Risk-Adjusted Performance

Weakest

 
Weak
 
Strong
Over the last 90 days Full House Resorts has generated negative risk-adjusted returns adding no value to investors with long positions. Despite fragile performance in the last few months, the Stock's essential indicators remain quite persistent which may send shares a bit higher in January 2026. The latest mess may also be a sign of long-standing up-swing for the company institutional investors.
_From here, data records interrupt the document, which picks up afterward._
PR #22443, opened 2026-05-30
Add text filter and slot-header toggle to PC spellcasting tab

Noisyink:
Closes #19937 (text portion).

Adds a name search and a per-user toggle to collapse the spell slot rank headers, both in the spellcasting tab header.

## Test plan
- [x] Type in the search: non-matching spell rows hide, clearing restores
- [x] Click the toggle: rank headers collapse and restore, persists across reload

Issue #19937, opened 2025-08-17
Feature Request: text filter for PC spell list


aedelor:
High level casters can have a _lot_ of spells. A text entry at the top of the spell tab which filters the list by entered text would be amazing. Maybe other kinds of filters would be nice, but I think even just text filtering would be a huge QOL improvement.

Noisyink:
Created two PRs - One for basic text filtering #22443, another for advanced filtering #22444.

PR #22444, opened 2026-05-30
Add advanced filters to PC spellcasting tab

Noisyink:
Additional for #19937 closed by #22443 - this is completely optional. Split into a second PR to make it easier to reject if it's too much of a code addition.

Depends on #22443 (text filter). This branch bundles #22443's changes; once it merges, this rebases down to just the advanced filter additions.

Chip filters for rank, tradition, action cost, save, damage type, and concentration. ANDs with text search. Tradition and damage type chips only show options the actor's spells actually use. Active-count badge on the toggle when the panel is closed.

## Test plan
- [x] Level-20 PC with ~80 spells across all ranks in a spontaneous Arcane entry
- [x] Each filter dimension individually and in combination, ANDed with text search
- [x] Clear button resets all chips, toggle badge reflects count, panel reflows on resize


Noisyink:
Moves with sheet resize - I'm honestly still a little unsure about the order of elements as it creates a bit of a "gappy" UI feature when at default size, but couldn't work out how to make it look better. I think it looks good but happy to take notes.

image

image

Cuingamehtar:
It's a minor point, but what's this "Concentration" toggle? If you meant "Sustained", then it should say so.

Noisyink:
> It's a minor point, but what's this "Concentration" toggle? If you meant "Sustained", then it should say so.

Right, sorry, had 5e on the brain, easy fix

Noisyink:
image

Straight up find and replace - all renamed to sustained

Noisyink:
**Rank search**
image

**Rank search + Save**

image

-----------

**Damage search** 

image

-----------

**Text search**
image

**Text search ANDed**
image

Noisyink:
image

Updates from PR #22443 included - this PR treats 22443 as a dependency.

PR #22445, opened 2026-05-30
Remove migrations for foundry versions up to and including 10

stwlam:


CarlosFdez (approved):
772's pre update's being missing might trip up remigrates after the flag fix but also maybe migration 845 might take care of it even if it is somehow a problem.

PR #22454, opened 2026-05-31
Convert deletion keys to forced-deletion operators in recent migrations

stwlam:


src/module/migration/migrations/950-ammo-consumable-to-ammo-ammo.ts
```diff
@@ -168,13 +167,10 @@ export class Migration950AmmoConsumableToAmmoAmmo extends MigrationBase {
         if ("game" in globalThis) {
             // Assign to both system and ==system. Future migrations can write to system and it "should" be fine, they're the same reference
             source.system = system as ConsumableSystemSource;
-            source["==system"] = system;
```
CarlosFdez, line 171: Does foundry still error if we change item type?  That was the reason for the ==

CarlosFdez (approved):

PR #22455, opened 2026-05-31
Restore rules accurate measured template coverage

### LINKED ISSUE #21958: V14 effect-area shapes are wrong
They're just not right.

jfn4th:
This only affects regions with coverage highlighting (`highlightMode: "coverage"`), the measured templates. Regions using the default shape highlighting aren't touched.

Circles, cones, and lines are grid counted again instead of using Foundry's geometric shapes. Also restores cursor aiming after placement and walls cutting off line of effect.

A few decisions worth a look:

- Blocked squares are shaded (v13 behavior), not dropped. Could exclude them entirely instead and would be simpler.
- Blocking uses `move` collision and could read the origin's traits later, like auras do for auditory and visual.
- Lines measure from the grid corner they fire from. Measuring from the center could consistently result in an extra 5ft being highlighted at certain angles. The outline box isn't re-snapped, so it can sit up to half a cell off the highlighted squares for off-corner placements.

Screenshot 2026-05-30 at 10 24 57 PM
Screenshot 2026-05-30 at 10 25 04 PM
Screenshot 2026-05-30 at 10 25 36 PM
Screenshot 2026-05-30 at 10 25 48 PM
Screenshot 2026-05-30 at 10 26 02 PM
Screenshot 2026-05-30 at 10 26 24 PM
Screenshot 2026-05-30 at 10 26 40 PM
Screenshot 2026-05-30 at 10 27 42 PM
Screenshot 2026-05-30 at 10 28 06 PM
Screenshot 2026-05-30 at 10 28 32 PM
Screenshot 2026-05-30 at 10 28 58 PM
Screenshot 2026-05-30 at 10 58 59 PM
Screenshot 2026-05-30 at 11 29 28 PM

### DIFF
--- a/src/module/canvas/layer/region.ts
+++ b/src/module/canvas/layer/region.ts
@@ -1,5 +1,11 @@
+import type { PlaceablesLayerPointerEvent } from "@client/canvas/layers/base/placeables-layer.d.mts";
+import type { ConeShapeData, LineShapeData } from "@common/data/data.d.mts";
 import { RegionDocumentPF2e } from "@scene";
 import { RegionPF2e } from "../index.ts";
+
+/** Cones fire along the eight grid directions; lines can be aimed at any cell, so they step much finer. */
+const directionSnap = (type: string): number => (type === "cone" ? 45 : 5);
+const isAimable = (type: string): boolean => type === "cone" || type === "line";
 
 export class RegionLayerPF2e extends fc.layers.RegionLayer<RegionPF2e> {
     override placeRegion(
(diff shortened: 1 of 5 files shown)


jfn4th:
Now that ring support is merged, I'm wondering if the logic this applied to circles should similarly be applied to rings? Logically I'd think yes, but examples only exist for bursts and emanations. To my knowledge rings like wall of fire are not explicitly defined as either and I know we try to avoid editorializing. @stwlam let me know your thoughts.

jfn4th:
Now also restores the Shift to place directly and Ctrl for free rotate placement modifiers the existing tooltip mentions.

Kandi Technologies and Full House Volatility Contrast

   Predicted Return Density   
       Returns  

Pair Trading with Kandi Technologies and Full House

The main advantage of trading using opposite Kandi Technologies and Full House positions is that it hedges away some unsystematic risk. Because of two separate transactions, even if Kandi Technologies position performs unexpectedly, Full House can make up some of the losses. Pair trading also minimizes risk from directional movements in the market. For example, if an entire industry or sector drops because of unexpected headlines, the short position in Full House will offset losses from the drop in Full House's long position.
The idea behind Kandi Technologies Group and Full House Resorts pairs trading is to make the combined position market-neutral, meaning the overall market's direction will not affect its win or loss (or potential downside or upside). This can be achieved by designing a pairs trade with two highly correlated stocks or equities that operate in a similar space or sector, making it possible to obtain profits through simple and relatively low-risk investment.
Check out your portfolio center.
Note that this page's information should be used as a complementary analysis to find the right mix of equity instruments to add to your existing portfolios or create a brand new portfolio. You can also try the USA ETFs module to find actively traded Exchange Traded Funds (ETF) in USA.